Und da passiert es: Ein heftiger, brausender Sturm kommt, ein Getöse und etwas, das ihnen wie Feuer vorkommt. Ein feuriges Erleben war es wohl tatsächlich, denn als der Sturm vorbei ist, sind sie „andere“ geworden: Sie wollen sich nicht mehr verkriechen, sondern sie gehen hinaus aus ihren schützenden Mauern und fangen an zu sprechen, „wie es der Geist ihnen eingab“. Sie müssen so begeistert und wohl auch ein wenig auffällig und außer sich gewesen sein, dass sie die einen, die vorbeigekommen sind, ratlos gemacht haben. Die anderen haben gespottet und sie für betrunken gehalten.

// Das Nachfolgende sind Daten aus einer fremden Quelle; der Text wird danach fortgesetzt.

PR #347, opened 2016-02-11
Made all models swappable

thedrow:
This is useful for having an access model token that encrypts the tokens in the database using pgcrypto fields or for replacing the user fields with denormalised user fields using [django-denorm](https://github.com/django-denorm/django-denorm).
There are a lot of other cases that require all models to be swappable. We can discuss them if you want.
Unfortunately I uncovered a regression in related fields of swappable models at least in Django 1.9 on Python 2.7.
We need to figure out why and fix it if possible.

### DIFF
--- a/oauth2_provider/admin.py
+++ b/oauth2_provider/admin.py
@@ -1,12 +1,16 @@
 from django.contrib import admin
 
-from .models import Grant, AccessToken, RefreshToken, get_application_model
+from .models import (get_grant_model, get_access_token_model,
+                     get_refersh_token_model, get_application_model)
 
 
 class RawIDAdmin(admin.ModelAdmin):
     raw_id_fields = ('user',)
 
 Application = get_application_model()
+Grant = get_grant_model()
+AccessToken = get_access_token_model()
+RefreshToken = get_refersh_token_model()
 
 admin.site.register(Application, RawIDAdmin)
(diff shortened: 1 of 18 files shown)


thedrow:
The regression is present in Django 1.9 on all Python versions.
See https://travis-ci.org/evonove/django-oauth-toolkit/jobs/108660974#L171

thedrow:
Any idea why the tests fail on other Django versions as well?

thedrow:
And now you can see the failure in 1.7 as well. https://travis-ci.org/evonove/django-oauth-toolkit/jobs/108665464#L171

oauth2_provider/admin.py
```diff
@@ -1,12 +1,16 @@
 from django.contrib import admin
 
-from .models import Grant, AccessToken, RefreshToken, get_application_model
+from .models import (get_grant_model, get_access_token_model,
+                     get_refersh_token_model, get_application_model)
```
agriffis: `s/get_refersh_token_model/get_refresh_token_model/g`

menecio:
Any chance to help with this one?

thedrow:
You can take it from here. I'm no longer interested in working on this.

menecio:
Implemented on https://github.com/evonove/django-oauth-toolkit/pull/467 and landed on master. 

@jleclanche I think this one can be closed now.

Was hat es mit diesem Geist auf sich? Der Geist Gottes ist wirklich feurig, er ist leuchtend und nicht schnell und einfach zu benennen. Er hat viele Namen. Ursprünglich – vom Hebräischen her – ist er der Atem, der Lebensatem, die Lebenskraft Gottes. Später kommen noch andere Namen oder Facetten oder auch Erfahrungen dazu: Der Geist ist der Tröster, der Beistand, der Beweger, der Unruhestifter. Im so genannten alten Glaubensbekenntnis ist es der Geist, „der Herr ist und lebendig macht“.
Pfingsten wird auch das „Geburtsfest der Kirche“ genannt. Die Kirche, das sind die Menschen, „die dem Herrn gehören“ (wieder eine Übersetzung aus dem Griechischen), und es sind die Menschen, die sich vom Geist Gottes anstiften lassen. Menschen, die hinausgehen aus ihren schützenden Mauern und anderen vom dem erzählen, was sie bewegt und was sie von Gott und vom Leben begriffen haben.

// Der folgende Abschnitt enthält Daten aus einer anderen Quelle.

PR #352, opened 2016-03-13
Use TemplateView as base for BaseAuthorizationView

stefanw:
The view class calls on `render_to_response` which is only defined in Django's `TemplateView`, not in `View`.


agriffis:
LGTM. `AuthorizationView` which inherits from `BaseAuthorizationView` depends on `FormView` so it works as is, but that wouldn't automatically be true for anybody else inheriting from `BaseAuthorizationView`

Was davon bei anderen ankommt und was es bewirkt, das wissen wir nicht. Vielleicht werden auch sie (oder auch wir?) manchmal für ein bisschen verrückt gehalten. Aber der Geist, der Herr ist und lebendig macht, er wird etwas Gutes daraus machen.
Sr. Christine Rod MC
Sr. Christine Rod ist Theologin und Supervisorin. Sie ist seit 2020 Generalsekretärin der Österreichischen Ordenskonferenz.